A solução para a floresta é continuar a desenhar estratégicas ótimas no papel, mas cujo resultado acaba sempre por ser a sua industrialização vegetal?
Ou, pelo contrário, a brutal inovação no transporte elétrico pelo ar pode fazer-nos saltar etapas de colossais investimentos à moda do século XX e posicionar-nos numa nova senda de transportes de média distância e ter uma nova visão para aeroportos e mobilidade suave?
Já teremos percebido realmente que o que nos salvou no turismo não foi o preço nem os aeroportos, mas um território ainda minimamente preservado?
A apresentação da "Visão Estratégica para o Plano de Recuperação Económica de Portugal 2020-2030" aconteceu no mesmo dia que o primeiro-ministro conseguiu um resultado muito bom na cimeira de Bruxelas. Mas isto tem de ser apenas o princípio de uma visão.

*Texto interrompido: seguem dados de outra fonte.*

PR #405, opened 2017-01-02
New ParamRepeat interface in spock

teresanunez:
Hello,
               I have done a first implementation for extending the new ParamRepeat interface to spock.
The old spock input syntax is , of course, still valid and, as before, only admit ParamRepeat parameters in the last position. With the new interface the ParamRepeat parameters can be used at any position and even recursively. I have choosen the syntax using square brackets as group characters and space as separator e.g.

mv [[mot01 5] [mot02 10]]
pt10 [0 5 10] mot01
pt11 ct01 [10 5 0] mot01
pt12 [0 5 10] [mot01 mot02 mot03]
pt13 [[mot01 mot02 mot03] [mot04 mot05]]

Everything is, of course, open to discussion, this is only a first attempt. 

                                      Regards,
                                                        Teresa

### DIFF
--- a/doc/source/devel/howto_macros/macros_general.rst
+++ b/doc/source/devel/howto_macros/macros_general.rst
@@ -333,8 +333,8 @@ execution time.
 The repeat parameter definition allows to:
 
     - restrict the minimum and/or maximum number of repetitions
-    - nest repeat parameters inside of another repeat parameters [#f3]_
-    - define multiple repeat parameters in the same macro [#f3]_
+    - nest repeat parameters inside of another repeat parameters
+    - define multiple repeat parameters in the same macro
 
 Repeat parameter values are passed to the macro function in the form of a list.
 If the repeat parameter definition contains just one member it is a plain list
@@ -596,12 +596,16 @@ parameters with different *flavors*:
         self.execMacro('mv', [[motor.getName(), '0']])
         self.execMacro('mv', motor.getName(), '0') # backwards compatibility - see note
 
-    * parameters as space separated string (this is not compatible with multiple
-      or nested repeat parameters, furthermore the repeat parameter must be the last one)::
+    * parameters as space separated string::
 
         self.execMacro('ascan %s 0 100 10 0.2' % motor.getName())
-        self.execMacro('mv %s 0' % motor.getName())
-
+        self.execMacro('mv [[%s 0]]' % motor.getName()) 
+        self.execMacro('mv [%s 0]' % motor.getName()) # simplified interface
+        self.execMacro('mv %s 0' % motor.getName()) # backwards compatibility - see note
+        self.execMacro('mv [[%s 0][%s 20]]' % (motor.getName(), motor2.getName()))
+        self.execMacro('mv [%s 0 %s 20]' % (motor.getName(), motor2.getName())) # simplified interface
+        self.execMacro('mv %s 0 %s 20' % (motor.getName(), motor2.getName())) # backwards compatibility - see note
+      
     * parameters as concrete types::
 
         self.execMacro(['ascan', motor, 0, 100, 10, 0.2])
@@ -613,7 +617,9 @@ parameters with different *flavors*:
     use :ref:`repeat parameters <sardana-macro-repeat-parameters>`.
     From Sardana 2.0 the repeat parameter values must be passed as lists of
     items. An item of a repeat parameter containing more than one member is a
-    list. In case when a macro defines only one repeat parameter
+    list. In order to simplify the interface the use of the brackets closing each
+    repetition of a ParamRepeat can be skipped.
+    In case when a macro defines only one repeat parameter
     and it is the last parameter, for the backwards compatibility reasons, the
     plain list of items' members is allowed.
 
@@ -1249,9 +1255,6 @@ value but also the ranges so it is safe to change them if necessary.
 
 .. [#f2] To check which version of Python_ you are using type on the command
          line ``python -c "import sys; sys.stdout.write(sys.version)"``
-
-.. [#f3] Currently only GUI macro clients (*macroexecutor* or *sequencer*)
-       are compatible with this kind of repeat parameters usage.
 
 .. |input_integer| image:: ../../_static/macro_input_integer.png
     :align: middle
--- a/doc/source/devel/howto_macros/macros_general.rst
+++ b/doc/source/devel/howto_macros/macros_general.rst
@@ -600,10 +600,8 @@ parameters with different *flavors*:
 
         self.execMacro('ascan %s 0 100 10 0.2' % motor.getName())
         self.execMacro('mv [[%s 0]]' % motor.getName()) 
-        self.execMacro('mv [%s 0]' % motor.getName()) # simplified interface
         self.execMacro('mv %s 0' % motor.getName()) # backwards compatibility - see note
         self.execMacro('mv [[%s 0][%s 20]]' % (motor.getName(), motor2.getName()))
-        self.execMacro('mv [%s 0 %s 20]' % (motor.getName(), motor2.getName())) # simplified interface
         self.execMacro('mv %s 0 %s 20' % (motor.getName(), motor2.getName())) # backwards compatibility - see note
       
     * parameters as concrete types::
@@ -617,8 +615,7 @@ parameters with different *flavors*:
     use :ref:`repeat parameters <sardana-macro-repeat-parameters>`.
     From Sardana 2.0 the repeat parameter values must be passed as lists of
     items. An item of a repeat parameter containing more than one member is a
-    list. In order to simplify the interface the use of the brackets closing each
-    repetition of a ParamRepeat can be skipped.
+    list.
     In case when a macro defines only one repeat parameter
     and it is the last parameter, for the backwards compatibility reasons, the
     plain list of items' members is allowed.
--- a/src/sardana/macroserver/macros/examples/parameters.py
+++ b/src/sardana/macroserver/macros/examples/parameters.py
@@ -154,7 +154,7 @@ class pt6(Macro):
 class pt7(Macro):
     """Macro with a list of pair Motor,Float.
     Usages from Spock, ex.:
-    pt7 [[mot1 1][mot2 3]]
+    pt7 [[mot1 1] [mot2 3]]
     pt7 mot1 1 mot2 3
     """
 
@@ -170,10 +170,10 @@ class pt7(Macro):
 class pt7d1(Macro):
     """Macro with a list of pair Motor,Float. Default value for last ParamRepeat element.
     Usages from Spock, ex.:
-    pt7d1 [[mot1 1][mot2 3]]
+    pt7d1 [[mot1 1] [mot2 3]]
     pt7d1 mot1 1 mot2 3
     Using default value, ex.:
-    pt7d1 [[mot1][mot2 3]] # at any repetition
+    pt7d1 [[mot1] [mot2 3]] # at any repetition
     
     """
 
@@ -190,10 +190,10 @@ class pt7d1(Macro):
 class pt7d2(Macro):
     """Macro with a list of pair Motor,Float. Default value for both ParamRepeat elements.
     Usages from Spock, ex.:
-    pt7d2 [[mot1 1][mot2 3]]
+    pt7d2 [[mot1 1] [mot2 3]]
     pt7d2 mot1 1 mot2 3
     Using both default values, ex.:
-    pt7d2 [[][mot2 3][]] # at any repetition
+    pt7d2 [[] [mot2 3] []] # at any repetition
     """
 
     param_def = [
@@ -209,7 +209,7 @@ class pt8(Macro):
     """Macro with a list of pair Motor,Float. The min and max elements have been
     explicitly stated.
     Usages from Spock, ex.:
-    pt8 [[mot1 1][mot2 3]]
+    pt8 [[mot1 1] [mot2 3]]
     pt8 mot1 1 mot2 3    
     """
     
@@ -262,7 +262,6 @@ class pt11(Macro):
     """Macro with list of numbers followed by a motor parameter. The repeat
     parameter may be defined as first one.
     Usages from Spock, ex.:
-    pt11 ct1 [[1][3]] mot1
     pt11 ct1 [1 3] mot1
     """
 
@@ -296,7 +295,7 @@ class pt13(Macro):
     """Macro with list of motors groups, where each motor group is a list of 
     motors. Repeat parameters may be defined as nested.
     Usage from Spock, ex.:
-    pt13 [[mot1 mot2][mot3 mot4]]
+    pt13 [[mot1 mot2] [mot3 mot4]]
 """
 
     param_def = [
@@ -313,7 +312,7 @@ class pt14(Macro):
     """Macro with list of motors groups, where each motor group is a list of 
     motors and a float. Repeat parameters may be defined as nested.
     Usage from Spock, ex.:
-    pt14 [[[mot61 mot62] 3] [[mot63] 5]]
+    pt14 [[[mot1 mot2] 3] [[mot3] 5]]
     """
 
     param_def = [
@@ -331,14 +330,14 @@ class pt14d(Macro):
     motors and a float. Repeat parameters may be defined as nested.
     Default values can be used.
     Usages taken default values, ex.:
-    pt14d [[[mot61 mot62] 3] [[mot63] []]]
-    pt14d [[[mot61 []] 3] [[mot63] []]]
-    pt14d [[[[]] 3] [[mot03] []]]
+    pt14d [[[mot1 mot2] 3] [[mot3] []]]
+    pt14d [[[mot1 []] 3] [[mot3] []]]
+    pt14d [[[[]] 3] [[mot3] []]]
     """
 
     param_def = [
        ['motor_group_list',
-        [['motor_list', [['motor', Type.Motor, 'exp_dmy01', 'Motor to move']], None, 'List of motors'],
+        [['motor_list', [['motor', Type.Motor, 'mot1', 'Motor to move']], None, 'List of motors'],
          ['float', Type.Float, 33, 'Number']],
         None, 'Motor groups']
     ]
--- a/src/sardana/macroserver/macros/examples/parameters.py
+++ b/src/sardana/macroserver/macros/examples/parameters.py
@@ -31,7 +31,7 @@ __all__ = ["pt0", "pt1", "pt2", "pt3", "pt3d", "pt4", "pt5", "pt6", "pt7",
 
 class pt0(Macro):
     """Macro without parameters. Pretty dull.
-       Usage, ex.:
+       Usage from Spock, ex.:
        pt0
        """
 
@@ -44,7 +44,7 @@ class pt1(Macro):
     """Macro with one float parameter: Each parameter is described in the 
     param_def sequence as being a sequence of four elements: name, type, 
     default value and description.
-    Usage, ex.:
+    Usage from Spock, ex.:
     pt1 1
     """
     
@@ -57,7 +57,7 @@ class pt2(Macro):
     """Macro with one Motor parameter: Each parameter is described in the 
     param_def sequence as being a sequence of four elements: name, type, 
     default value and description.
-    Usage, ex.
+    Usage from Spock, ex.
     pt2 mot1
     """
 
@@ -71,8 +71,7 @@ class pt3(Macro):
     parameter types which is repeated. In this case it is a repetition of a 
     float so only one parameter is defined.
     By default the repetition as a semantics of 'at least one'
-    Usages, ex.:
-    pt3 [[1][34][15]]
+    Usages from Spock, ex.:
     pt3 [1 34 15]
     pt3 1 34 15
     """
@@ -89,12 +88,10 @@ class pt3d(Macro):
     parameter types which is repeated. In this case it is a repetition of a 
     float so only one parameter is defined. The parameter has a default value.
     By default the repetition as a semantics of 'at least one'
-    Usages, ex.:
-    pt3d [[1][34][15]]
+    Usages from Spock, ex.:
     pt3d [1 34 15]
     pt3d 1 34 15
-    Usages taken the default value, ex.:
-    pt3d [[1] [] [15]]
+    Usage taken the default value, ex.:
     pt3d [1 [] 15]
     """
 
@@ -110,10 +107,9 @@ class pt4(Macro):
     parameter types which is repeated. In this case it is a repetition of a 
     motor so only one parameter is defined.
     By default the repetition as a semantics of 'at least one'.
-    Usages, ex.:
-    pt3 [[mot1][mot2][mot3]]
-    pt3 [mot1 mot2 mot3]
-    pt3 mot1 mot2 mot3
+    Usages from Spock, ex.:
+    pt4 [mot1 mot2 mot3]
+    pt4 mot1 mot2 mot3
     """
 
     param_def = [
@@ -125,8 +121,7 @@ class pt4(Macro):
 
 class pt5(Macro):
     """Macro with a motor parameter followed by a list of numbers.
-    Usages, ex.:
-    pt5 mot1 [[1][3]]
+    Usages from Spock, ex.:
     pt5 mot1 [1 3]
     pt5 mot1 1 3
     """
@@ -143,8 +138,7 @@ class pt6(Macro):
     """Macro with a motor parameter followed by a list of numbers. The list as
     explicitly stated an optional last element which is a dictionary that defines the
     min and max values for repetitions.
-    Usages, ex.:
-    pt6 mot1 [[1][34][1]]
+    Usages from Spock, ex.:
     pt6 mot1 [1 34 1]
     pt6 mot1 1 34 1
     """
@@ -159,9 +153,8 @@ class pt6(Macro):
     
 class pt7(Macro):
     """Macro with a list of pair Motor,Float.
-    Usages, ex.:
+    Usages from Spock, ex.:
     pt7 [[mot1 1][mot2 3]]
-    pt7 [mot1 1 mot2 3]
     pt7 mot1 1 mot2 3
     """
 
@@ -176,13 +169,11 @@ class pt7(Macro):
     
 class pt7d1(Macro):
     """Macro with a list of pair Motor,Float. Default value for last ParamRepeat element.
-    Usages, ex.:
+    Usages from Spock, ex.:
     pt7d1 [[mot1 1][mot2 3]]
-    pt7d1 [mot1 1 mot2 3]
     pt7d1 mot1 1 mot2 3
     Using default value, ex.:
     pt7d1 [[mot1][mot2 3]] # at any repetition
-    pt7d1 [mot1 1 [mot2]] # only at the last repetition
     
     """
 
@@ -198,13 +189,11 @@ class pt7d1(Macro):
     
 class pt7d2(Macro):
     """Macro with a list of pair Motor,Float. Default value for both ParamRepeat elements.
-    Usages, ex.:
+    Usages from Spock, ex.:
     pt7d2 [[mot1 1][mot2 3]]
-    pt7d2 [mot1 1 mot2 3]
     pt7d2 mot1 1 mot2 3
     Using both default values, ex.:
-    pt7d1 [[][mot2 3][]] # at any repetition
-    pt7d1 [mot1 1 []] # only at the last repetition
+    pt7d2 [[][mot2 3][]] # at any repetition
     """
 
     param_def = [
@@ -219,9 +208,8 @@ class pt7d2(Macro):
 class pt8(Macro):
     """Macro with a list of pair Motor,Float. The min and max elements have been
     explicitly stated.
-    Usages, ex.:
+    Usages from Spock, ex.:
     pt8 [[mot1 1][mot2 3]]
-    pt8 [mot1 1 mot2 3]
     pt8 mot1 1 mot2 3    
     """
     
@@ -239,9 +227,8 @@ class pt9(Macro):
     """Same as macro pt7 but with old style ParamRepeat. If you are writing
     a macro with variable number of parameters for the first time don't even
     bother to look at this example since it is DEPRECATED.
-    Usages, ex.:
+    Usages from Spock, ex.:
     pt9 [[mot1 1][mot2 3]]
-    pt9 [mot1 1 mot2 3]
     pt9 mot1 1 mot2 3
     """
 
@@ -258,8 +245,7 @@ class pt9(Macro):
 class pt10(Macro):
     """Macro with list of numbers followed by a motor parameter. The repeat
     parameter may be defined as first one.
-    Usages, ex.:
-    pt10 [[1][3]] mot1
+    Usage from Spock, ex.:
     pt10 [1 3] mot1
     """
 
@@ -275,7 +261,7 @@ class pt10(Macro):
 class pt11(Macro):
     """Macro with list of numbers followed by a motor parameter. The repeat
     parameter may be defined as first one.
-    Usages, ex.:
+    Usages from Spock, ex.:
     pt11 ct1 [[1][3]] mot1
     pt11 ct1 [1 3] mot1
     """
@@ -293,8 +279,7 @@ class pt11(Macro):
 class pt12(Macro):
     """Macro with list of motors followed by list of numbers. Two repeat
     parameters may defined.
-    Usages, ex.:
-    pt12 [[1][3][4]] [[mot1][mot2]]
+    Usage from Spock, ex.:
     pt12 [1 3 4] [mot1 mot2]
     """
 
@@ -310,8 +295,7 @@ class pt12(Macro):
 class pt13(Macro):
     """Macro with list of motors groups, where each motor group is a list of 
     motors. Repeat parameters may be defined as nested.
-    Usages, ex.:
-    pt13 [[[[mot1] [mot2]]][[[mot3] [mot4]]]]
+    Usage from Spock, ex.:
     pt13 [[mot1 mot2][mot3 mot4]]
 """
 
@@ -328,9 +312,8 @@ class pt13(Macro):
 class pt14(Macro):
     """Macro with list of motors groups, where each motor group is a list of 
     motors and a float. Repeat parameters may be defined as nested.
-    Usages, ex.:
-    pt14 [[[[mot61] [mot62]] 3]  [[[mot63]] 5] ]
-    pt14 [[mot61 mot62] 3  [mot63] 5]
+    Usage from Spock, ex.:
+    pt14 [[[mot61 mot62] 3] [[mot63] 5]]
     """
 
     param_def = [
@@ -347,15 +330,10 @@ class pt14d(Macro):
     """Macro with list of motors groups, where each motor group is a list of 
     motors and a float. Repeat parameters may be defined as nested.
     Default values can be used.
-    Usages, ex.:
-    pt14d [[[[mot61] [mot62]] 3]  [[[mot63]] 5] ]
-    pt14d [[mot61 mot62] 3  [mot63] 5]
     Usages taken default values, ex.:
-    pt14d [[[[mot61] [mot62]]]  [[[mot63]] 5] ]
-    pt14d [[[[mot61] []]]  [[[mot63]] 5] ]
-    pt14d [[[]]  [[[mot63]] 5] ]
-    pt14d [[mot61 mot62] 3  [] 5]
-    pt14d [[mot61 mot62] 3  []] # only at the last repetition
+    pt14d [[[mot61 mot62] 3] [[mot63] []]]
+    pt14d [[[mot61 []] 3] [[mot63] []]]
+    pt14d [[[[]] 3] [[mot03] []]]
     """
 
     param_def = [
--- a/src/sardana/macroserver/macros/examples/parameters.py
+++ b/src/sardana/macroserver/macros/examples/parameters.py
@@ -25,11 +25,15 @@
 
 from sardana.macroserver.macro import *
 
-__all__ = ["pt0", "pt1", "pt2", "pt3", "pt4", "pt5", "pt6", "pt7", "pt8",
-           "pt9"]
+__all__ = ["pt0", "pt1", "pt2", "pt3", "pt3d", "pt4", "pt5", "pt6", "pt7",
+           "pt7d1", "pt7d2", "pt8", "pt9", "pt10", "pt11", "pt12", "pt13",
+           "pt14", "pt14d", "twice"]
 
 class pt0(Macro):
-    """Macro without parameters. Pretty dull"""
+    """Macro without parameters. Pretty dull.
+       Usage, ex.:
+       pt0
+       """
 
     param_def = []
     
@@ -39,7 +43,10 @@ class pt0(Macro):
 class pt1(Macro):
     """Macro with one float parameter: Each parameter is described in the 
     param_def sequence as being a sequence of four elements: name, type, 
-    default value and description"""
+    default value and description.
+    Usage, ex.:
+    pt1 1
+    """
     
     param_def = [ [ 'value', Type.Float, None, 'some bloody float'] ]
     
@@ -49,7 +56,10 @@ class pt1(Macro):
 class pt2(Macro):
     """Macro with one Motor parameter: Each parameter is described in the 
     param_def sequence as being a sequence of four elements: name, type, 
-    default value and description"""
+    default value and description.
+    Usage, ex.
+    pt2 mot1
+    """
 
     param_def = [ [ 'motor', Type.Motor, None, 'some bloody motor'] ]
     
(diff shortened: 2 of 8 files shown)


teresanunez:
Hi, I am making some modification in the code. I found a problem in a concrete case.

teresanunez:
Hi, I have modified the interface following some discussions with Zibi and Marc. Now the elements of each ParamRepeat have to be closed in []. This version is again only a starting point for the discussion
about the final implementation. Thanks for testing and giving your comments.

teresanunez:
This implementation also extends the possible execMacro syntax. Now it is also possible to use, for
example:
 self.execMacro("mv [[exp_dmy01 10] [exp_dmy02 10]]")
using the same spock syntax for the new ParamRepeat implementation. Or for example, for a 
case not supported for the old interfece, one could use something like:

 self.execMacro("paramrepeat_multiple_test [[exp_dmy01 1] [exp_dmy01 2]] 3")

teresanunez:
Some information related to the case in which ParamRepeat is defined containing only one element, I mean, something like:
param_def = [
        ['value_list',
         ParamRepeat(['value_par', Type.Float, 33 , 'Test value']),
         None, 'List of values]]

In this case one can call the macro closing each single parameter into []:
paramrepeat_only_onepar [[1][2][3]]

like for the other cases, or one can use simply:
paramrepeat_only_onepar [1 2 3]

 If, like in this example, the single parameter has a default value and this wants to
 be used, then one have to use give each single value closed into brackets and use
 [] for taking the default value, that means, ex.

 paramrepeat_only_onepar [[1][][3]]

 where the second repetition of the ParamRepeat will take the default value, 33 in the example.

teresanunez:
This PR would solve the issue #321

sagiss:
The review of this pull request is done and it works in the case that we use brackets in all cases. 
The macros with param repeats can be launched from spock using brackets for all RepeatNodes and all RepeatParamNodes.

Now it is possible to do:
paramrepeat_only_onepar [[1][2][3]]

-----

Conclusions:
- It is mandatory to use brackets in param repeats containing more than two elements for each repetition.
E.g:   _mv [[mot61 10] [mot62 20]]_

- To be decided if brackets are done optional or not in the case of a param repeat of a single element.

Option 1: Make mandatory to use brackets even in case of param repeats of single element for each repetition: 
paramrepeat_only_onepar [[1] [2] [3]]

Option2: Make optional the use of brackets in case of param repeats of single elements for each repetition:
paramrepeat_only_onepar [1 2 3]


For both options, the need of using default values would be indicated by empty brackets []:


--

Option1 works already in this pull request.

It will be checked if the implementation of Option2 is possible and does not introduces ambiguities.

We would like to know the opinion of the rest of the Sardana community members. Would you prefer Option1 or Option2 to be implemented.

cpascual:
Hi, @teresanunez said:
> The old spock input syntax is , of course, still valid and, as before, only admit ParamRepeat parameters in the last position. 

but now @sagiss says:
> It is mandatory to use brackets in param repeats containing more than two elements for each repetition

These to asserts seem contradictory. Is it the case that the fist one no longer applies?
If so, IMHO we should consider *very* carefully before accepting this PR (it may even imply a major version change)

teresanunez:
Hi Carlos,
                 if you don't use any brackets the old syntax is applied and it is still valid, as the sentence that  I wrote. If you use brackets, then the new syntax will be considered and in that case you have to use brackets enclosing everything. So both sentences are true: the first apply for the case you don't use brackets at all and the second one for the case you use any brackets.

cpascual:
Thanks @teresanunez for the clarification. It is ok for me (but note I haven't tested or reviewed it)

teresanunez:
Hi, I have implemented the option 2:  

"Make optional the use of brackets in case of param repeats of single elements for each repetition.
Allowing usage of:
paramrepeat_only_onepar [[1] [2] [3]]
and also allowing usage of:
paramrepeat_only_onepar [1 2 3]"

I have been testing it and it seems that it works properly for getting which interface has to be use, but please, Marc, test it again. In case none of the interfaces is valid, one will get an error, but this is what
 also happens just now allowing only one of the interfaces. Well, please, check and make your comments, thanks.

sagiss:
Hi Teresa,

I have been performing tests. It looks promising. 

One thing found is that brackets to indicate default values for single elements when using the syntax with fewer brackets is not allowed.

For example by modifying the macro pt3 indicating a default value in the module:
macros/examples/parameters.py

This does not work and I think it should.
pt3 [10 [] 4]
Error: could not convert string to float: []


Maybe pull request [416](https://github.com/sardana-org/sardana/pull/416) solves it?

sagiss:
Another minor finding also using pt3 is that spock accepts in some cases more brackets than required: 

pt3 should accept this three forms:
pt3 10 5 6
pt3 [10 5 6]
pt3 [[10] [5] [6]]

But it also accepts incorrectly this form (and only reading the 10):
`pt3 [[10 5 6]]`
With 'debug on' activated in spock and executing the line above, we get:
`[START] runMacro Macro 'pt3(['10.0'])`

Thus, only the first values is taken into account. Maybe this could be corrected in an independent issue to this pull request.

teresanunez:
Hi Marc, many thanks for looking about that. About the errors with pt3:
1. the syntax pt3 [10 [] 4] is mixing both interfaces. Up to now this is not possible, spock selects one
 or the other one, but not a mixing of both. The PR 456 does not solve this. I can check if it is possible
 to mix both.
2. the behavoir with pt3 [[10 5 6]] is also normal, the extra parameters are simply ingnored, and this
 syntax is actually  pt3 [[10]] with some extra parameters. This is also like spock works now in a normal
 case, if one put more parameters than the defined ones they are simply ignored. Should we change this
 and through out an error ?.

sagiss:
For point 1 it would be nice to check if it is possible to mix both. Because otherwise default values for individual elements cannot be indicated in the case of using the syntax with fewer square brackets.

For point 2 you have reason; I think it is Ok like it is.

Many thanks, it is a great work

teresanunez:
Ok, many thanks, I look at the point 1.

teresanunez:
Hi Marc, the syntax:

pt3 [10 [ ] 4]

for taking default values should work now. Could you please test it?, many thanks.

sagiss:
It works for the default value
pt3 [10 [ ] 4]

--

But there is still an aspect:

In this case, when I mix brackets and non brackets:
`pt3 [10 [7] [5]]`
The debug output in spock is:
`[START] runMacro Macro 'pt3(['10.0', '4.0', '4.0']) `
Thus, even if values are indicated between brackets, the default values is taken instead of the indicated value.

However when I use brackets everywhere, then it works well as expected without taking the default values:
`pt3 [[10] [7] [5]]`
`[START] runMacro Macro 'pt3(['10.0', '7.0', '5.0'])`

teresanunez:
Yes, sorry, you are right. I put the mix only for the default values ... sorry. I correct it just now.

teresanunez:
Done.

sagiss:
Yes! It works.

From my point of view it is a great work.
The review is done and I think it is ready for integration.

teresanunez:
Marc, many thanks for the review and the comments.
Carlos, could you integrate it?/

cpascual:
>Carlos, could you integrate it?

This week I am quite busy... maybe @amilan  can have a look at it?
If not, I can try next week (sorry!)

teresanunez:
Hi Carlos, no problem, next week or even later is completely fine.
Just whenever you have time. Many thanks.

cpascual:
Note: @sagiss already tested the code thoroughly, but in addition to that it would be good to at least do a quick code review before integration (that's why I do not simply click "on merge")

teresanunez:
Some update about the current implementation, the optional use of [ ] for closing each repetition of a ParamRepeat does not only apply to ParamRepeats with only one element but to all of them.
In case of ParamRepeats with more than one element [] can be also use for taking default values if all
 the elements of the ParamRepeat have a default value defined.
For example, a macro with arguments defined like:

   param_def = [
       [ 'm_p_pair', [ [ 'motor', Type.Motor, 'mot1', 'Motor to move'],
                       [ 'pos',   Type.Float, 3, 'Position to move to'] ],
         None, 'List of motor/position pairs'],
       [ 'm_value', Type.Float, None, 'extra value'],
    ]

mymacro [[mot1 1][mot2 20]] 5

mymacro[mot1 1 mot2 20] 5

mymacro [[] mot2 20] 5

I think we should add in the examples of the file parameters.py the ways in which each macro can be called and perhaps add some more examples for situations that are still not covered there.
I don't know if in the documentation of sardana would also be a place for that.

cpascual:
> I think we should add in the examples of the file parameters.py the ways in which each macro can be called and perhaps add some more examples for situations that are still not covered there.

+1

> I don't know if in the documentation of sardana there would also be a place for that.

I would say that http://sardana-controls.org/en/latest/devel/howto_macros/macros_general.html#repeat-parameters is a reasonable place for this

teresanunez:
I will first add a modified parameters.py file to the PR.
Then I will also modify  the corresponding documentation file.

teresanunez:
Hi, I have  changed the documentation, not adding anything extra but adapting the existing one.
There was not any explicit explanation about the possible uses of the new interface, this  was
 mainly documented in the example files, so I keep it like this. I have extended the examples and
 added the use of any macro in all possible interfaces. If you find that this is not clear enough an explicit explanation could be added to the documentation. Just give your comments. Thanks.

src/sardana/taurus/core/tango/sardana/macro.py
```diff
@@ -1166,13 +1166,84 @@ def ParamFactory(paramInfo):
...
+    if hasattr(data, "__iter__"):
+        return [recur_map(fun, elem, keep_none) for elem in data]
+    else:
+        if keep_none is True and data is None:
+            return data
+        else:
+            return fun(data)
+
+                
 def createMacroNode(macro_name, params_def, macro_params):
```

A tecnologia de "gastar o dinheiro comunitário" é a mesma de há 30 anos e só a super-elite dos fundos tem razões para celebrar. Para assim não ser, "Portugal 2030" tem de incluir gente de mais gerações, vozes das empresas do Norte e Centro que suportam as exportações portuguesas, mas também gente da filosofia ou da sociologia, por exemplo. Os engenheiros e economistas não podem ficar, de novo, sozinhos a desenhar o futuro.